We should not be allowing our young people to face these risks—not only the medical and financial risk, but the psychological risk. It is damaging for a person to go for a cosmetic procedure that they think will fundamentally change their life and then for something to go wrong or for them to realise that that was not the thing that was going to make them happy in the first place. I am very happy that we will hopefully be able to address all those things through this Bill.

There are medical procedures that young people need, such as cosmetic procedures because they have some sort of facial disfigurement, for example, or procedures for migraines, bladder dysfunction, face and eyelid twitching or excessive sweating. They would still be allowed under this Bill, so no one should be worried that they would not be able to get the medical help they need.

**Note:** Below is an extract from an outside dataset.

PR #1919, opened 2017-07-20
coveralls experiment II, please disregard

mb706:


berndbischl:
i think we decided not to use coveralls for now. closing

Returning to the point about social media, we have all seen the deeply worrying statistics showing how the young people of our age are different from our generation, when we were young. Young people now are more anxious and depressed and have a lower sense of self-worth, and that starts in their early teens because of how social media helps them to see themselves and their standing in the world. The availability of these procedures, particularly if they are unregulated, will make people question themselves more and think, “Maybe I should go and make a change. Maybe I should change my face, my jawline, my nose, my lips.” The ability to access unregulated procedures almost forces the question in a very damaging way.

People have talked about the effect on boys and girls—both sexes undergo these procedures. The unrealistic images on social media lead to a very damaging cycle by setting up a view of beauty that boys take on and girls then want to live up to. I have seen the results of scientific experiments in which young children are presented with a range of images and are asked which are the beautiful ones. They are now starting to pick out the ones that are cosmetically enhanced. That is incredibly damaging.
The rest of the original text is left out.